Suggested Citation:"Executive Summary." National Research Council. 2005. Interim Design Assessment for the Pueblo Chemical Agent Destruction Pilot Plant. Washington, DC: The National Academies Press. doi: 10.17226/11213.
×

In August 2003, the Army requested the NRC to form another committee to assist in evaluating the designs for the pilot plant facilities at Pueblo and Blue Grass. The present committee—the Committee to Assess Designs for Pueblo and Blue Grass Chemical Agent Destruction Pilot Plants (referred to as the ACWA Design Committee)—was established in October 2003. The present report is the first prepared by this committee.

The statement of task for the ACWA Design Committee is as follows:

The Program Manager for Assembled Chemical Weapons Alternatives (PMACWA) has awarded contracts for the design, construction, systemization, pilot testing, operation and closure activities aimed at destroying the assembled chemical weapons stockpiles at Pueblo Chemical Depot and Blue Grass Army Depot. Chemical neutralization-based technologies form the basis for destroying the agent and energetics associated with both stockpiles, along with new or adapted processes for preparing weapons for disposal and treating secondary waste streams generated during the primary neutralization processing step. These facilities differ from previously constructed baseline incineration facilities and from those constructed for bulk chemical agent disposal. To assist the PMACWA, the NRC will initially examine planning documentation and designs for the Pueblo and Blue Grass facilities and provide comments and recommendations. Separate reports will address the specific issues for each facility.

The NRC will:

  • Assess planning documentation for design and construction of the Pueblo and Blue Grass facilities.

  • Assess process and facility designs of the Pueblo and Blue Grass Chemical Agent Destruction Pilot Plants.

  • Consider design issues raised by permitting considerations and public acceptability (e.g., design aspects of facility closure).

  • Produce reports within three months following the date the initial and intermediate designs are provided to the NRC for Pueblo and Blue Grass.

Although the committee first met in November 2003, new Army security regulations significantly delayed the delivery of detailed information concerning the initial design for the Pueblo facility. Because the design development was continuing at a rapid pace, the Army requested an interim report based on the information that was available to the committee at the time this report was prepared.1 Thus, this report focuses on significant issues that have come to the attention of the committee in order that they may be addressed as soon as possible by the Army and its contractors. The full initial design plans were only made available to the committee in May 2004. The limitations in available information necessarily mean that the committee’s work has not yet been completed. The omission of a particular topic should not be taken to suggest either approval or disapproval by the committee. A subsequent report on the PCAPP design is planned when the intermediate and final design plans become available.

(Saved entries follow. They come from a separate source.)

Issue #186, opened 2019-02-06
west fails to init repo across disks in windows


tejlmand:
When running `west init` on a disk different that the disk having the temp directory, west fails as:

Error
```
=== Creating repository for nrf (nrf\)
Traceback (most recent call last):
  File "c:\python37\lib\shutil.py", line 563, in move
    os.rename(src, real_dst)
OSError: [WinError 17] The system cannot move the file to a different disk drive: 'C:\\Users\\<user>\\AppData\\Local\\Temp\\manifest_p54lzomp' -> 'E:\\ncs2\\nrf'
```

mbolivar:
Dang.

Maybe we need to use .west/tmp as a staging directory during init. If we pass that to mkdtemp in the dir kwarg, we can guarantee the temporary directory is inside the installation.

PR #187, opened 2019-02-06
init: Change west init to clone manifest repo inside .west

tejlmand:
Fixes: #186

Instead of cloning manifest repo into temp directory, which can be a
disk different from final destination, then the manifest repo is now
cloned into .west, and from there, moved to its final location.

BRIEF DESCRIPTION OF DESIGN DEVELOPMENT FOR PCAPP

The PMACWA awarded the contract for a chemical weapons destruction facility at Pueblo Chemical Depot to Bechtel National, Inc., which has teamed with several subcontractors; collectively they are designated as the Bechtel Pueblo team. The Bechtel Pueblo team is expected to design, construct, operate, and eventually close the facility upon completing its mission. In order to manage the risk associated with this first-of-a-kind facility, the contractor has instituted a technical risk reduction program (TRRP) to identify and mitigate sources of technical risk that have been identified through a technical risk assessment. The committee believes that this initial technical risk assessment has identified the major technical risk issues and that the TRRP has developed appropriate plans to address them, but believes that the process by which risks have been ranked could be further refined. For example, whereas some scenarios employed in the initial technical risk assessment describe health, safety, and environmental impacts, the probability and consequence weightings ascribed to these scenarios are not always consistent with the scenario description.

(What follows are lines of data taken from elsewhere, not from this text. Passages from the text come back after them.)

PR #6, opened 2019-09-25
feat(ZFSPV): adding encryption in ZFSVolume CR

pawanpraka1:
Also adding support to inherit the properties from ZPOOL
which are not listed in the storage class, ZFS driver will
not pass default values while creating the volume. Those
properties will be inherited from the ZPOOL.

we can use the encryption option in storage class 
```
apiVersion: storage.k8s.io/v1
kind: StorageClass
metadata:
  name: openebs-zfspv
allowVolumeExpansion: true
parameters:
  blocksize: "4k"
  compression: "on"
  dedup: "on"
  thinprovision: "yes"
  encryption: "on"
  keyformat: "raw"
  keylocation: "file:///home/keys/key"
  poolname: "zfspv-pool"
provisioner: openebs.io/zfs
```

Just a note, the key file should be mounted inside the node-agent container so that we can use that file while provisioning the volume. keyformat can be raw, hex or passphrase.

### DIFF
--- a/pkg/builder/build.go
+++ b/pkg/builder/build.go
@@ -106,6 +106,18 @@ func (b *Builder) WithEncryption(encr string) *Builder {
 	return b
 }
 
+// WithKeyLocation sets the encryption key location on ZFSVolume
+func (b *Builder) WithKeyLocation(kl string) *Builder {
+	b.volume.Object.Spec.KeyLocation = kl
+	return b
+}
+
+// WithKeyFormat sets the encryption key format on ZFSVolume
+func (b *Builder) WithKeyFormat(kf string) *Builder {
+	b.volume.Object.Spec.KeyFormat = kf
+	return b
+}
+
 // WithCompression sets compression of ZFSVolume
 func (b *Builder) WithCompression(compression string) *Builder {
 	b.volume.Object.Spec.Compression = compression
--- a/pkg/builder/build.go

The destruction processes to be used at the Pueblo Chemical Agent Destruction Pilot Plant can be summarized as follows (see Figure ES-1): (1) transfer and disassembly processes that precede the core processes and that are necessary to acquire and access the chemical agent and energetic materials, (2) core processes that destroy the agent and the energetic materials in the munitions, and (3) residuals treatment processes following the core processes to decontaminate the munition bodies and other materials associated with the munitions. These processes are to be accomplished in the major steps described below.

In the transfer and disassembly processes, the munitions on their storage pallets are transported to the destruction facility. There they are uncrated or unpacked, and the packaging material or dunnage is separated from the munitions. The 4.2-inch mortar rounds are in

1  

The nature of the data available to the committee can be seen from an examination of the reference list at the end of the report and from the footnotes throughout the report concerning unpublished sources of information.

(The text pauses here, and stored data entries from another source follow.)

PR #7, opened 2019-10-15
adding topology support for zfspv

pawanpraka1:
We can provide the topology in storage class where the zfs pools are setup
```yaml
apiVersion: storage.k8s.io/v1
kind: StorageClass
metadata:
  name: openebs-zfspv
allowVolumeExpansion: true
parameters:
  blocksize: "4k"
  compression: "on"
  dedup: "on"
  thinprovision: "yes"
  poolname: "zfspv-pool"
provisioner: zfs-localpv
volumeBindingMode: WaitForFirstConsumer
allowedTopologies:
- matchLabelExpressions:
  - key: kubernetes.io/hostname
    values:
      - gke-zfspv-pawan-default-pool-c8929518-cgd4
      - gke-zfspv-pawan-default-pool-c8929518-dxzc
```

The scheduler will take care of scheduling the application on the appropriate node.

### DIFF
--- a/cmd/controller/controller.go
+++ b/cmd/controller/controller.go
@@ -85,7 +85,14 @@ func (c *ZVController) syncZV(zv *apis.ZFSVolume) error {
 			zvol.RemoveZvolFinalizer(zv)
 		}
 	} else {
-		err = zvol.SetZvolProp(zv)
+		if zv.Finalizers != nil {
+			err = zvol.SetZvolProp(zv)
+		} else {
+			err = zvol.CreateZvol(zv)
+			if err == nil {
+				err = zvol.UpdateZvolInfo(zv)
+			}
+		}
 	}
 	return err
 }
@@ -101,11 +108,8 @@ func (c *ZVController) addZV(obj interface{}) {
 	if zvol.NodeID != zv.Spec.OwnerNodeID {
 		return
 	}
-	// TODO(pawan) scheduler will schedule the volume
-	// on a node and populate the OwnerNodeID accordingly.
-	// We need to create the zfs volume in that case.
 	logrus.Infof("Got add event for ZV %s/%s", zv.Spec.PoolName, zv.Name)
-	//c.enqueueZV(zv)
+	c.enqueueZV(zv)
 }
 
 // updateZV is the update event handler for CstorVolumeClaim
--- a/cmd/controller/controller.go
+++ b/cmd/controller/controller.go
@@ -85,6 +85,9 @@ func (c *ZVController) syncZV(zv *apis.ZFSVolume) error {
 			zvol.RemoveZvolFinalizer(zv)
 		}
 	} else {
+		// if finalizer is not set then it means we are creating
+		// the volume. And if it is set then volume has already been
+		// created and this event is for property change only.
 		if zv.Finalizers != nil {
 			err = zvol.SetZvolProp(zv)
 		} else {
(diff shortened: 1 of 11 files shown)


deploy/sample/fio.yaml
```diff
@@ -12,8 +12,14 @@ parameters:
   #keyformat: "raw"
   #keylocation: "file:///home/pawan/key"
   poolname: "zfspv-pool"
-provisioner: openebs.io/zfs
+provisioner: zfs-localpv
```
kmova: Was there a change in the provisioner name recently? or was this never working?

cmd/controller/controller.go
```diff
@@ -85,7 +85,14 @@ func (c *ZVController) syncZV(zv *apis.ZFSVolume) error {
 			zvol.RemoveZvolFinalizer(zv)
 		}
 	} else {
-		err = zvol.SetZvolProp(zv)
+		if zv.Finalizers != nil {
```
kmova: Add a comment here please.

pkg/zfs/volume.go
```diff
@@ -31,9 +31,10 @@ const (
 	OpenEBSNamespaceKey string = "OPENEBS_NAMESPACE"
 	// ZFSFinalizer for the ZfsVolume CR
 	ZFSFinalizer string = "zfs.openebs.io/finalizer"
-	// ZFSNodeKey will be used to insert Label
-	// in ZfsVolume CR
+	// ZFSNodeKey will be used to insert Label in ZfsVolume CR
 	ZFSNodeKey string = "kubernetes.io/nodename"
+	// ZFSTopologyKey is supported topology key for the zfs driver
+	ZFSTopologyKey string = "kubernetes.io/hostname"
```
kmova: Can the topology be specified using node selectors ?

deploy/sample/fio.yaml
pawanpraka1: in latest provisioner --provisioner flag is depricated. We have to use the driver name instead of that. So it was working before, but after changeing the image, it stopped working.

deploy/zfs-operator.yaml
```diff
@@ -343,7 +343,7 @@ spec:
       hostNetwork: true
       containers:
         - name: csi-node-driver-registrar
-          image: quay.io/k8scsi/csi-node-driver-registrar:v1.0.1
+          image: quay.io/k8scsi/csi-node-driver-registrar:v1.2.0
```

Suggested Citation:"Executive Summary." National Research Council. 2005. Interim Design Assessment for the Pueblo Chemical Agent Destruction Pilot Plant. Washington, DC: The National Academies Press. doi: 10.17226/11213.
×

FIGURE ES-1 PCAPP process flow diagram. SOURCE: U.S. Army, 2004b.

Suggested Citation:"Executive Summary." National Research Council. 2005. Interim Design Assessment for the Pueblo Chemical Agent Destruction Pilot Plant. Washington, DC: The National Academies Press. doi: 10.17226/11213.
×

boxes with the propellant. The 105-mm and the 155-mm projectiles are palletized. Some of the 105-mm projectiles are boxed with the propellant and casings. In the reconfiguration room, propellants and igniters (not contaminated with agent) are removed from the boxed munitions.

Next, the munitions are conveyed to the projectile/ mortar disassembly (PMD) area. The plant is designed with three PMD machines in separate explosion containment rooms (ECRs). Initially, each PMD line will treat a different type of munition. In the ECRs, the bursters are removed. As the processing of each munition type is completed, the PMD line will be converted to processing the remaining types. The Bechtel Pueblo team has selected a commercially available robotic machine to replace the PMD machines used at baseline incineration facilities. The committee believes that when up-to-date, off-the-shelf robotic units are used, the new PMD machines are an effective, reliable, and maintainable means of removing the energetics from the projectiles and mortars at Pueblo Chemical Depot.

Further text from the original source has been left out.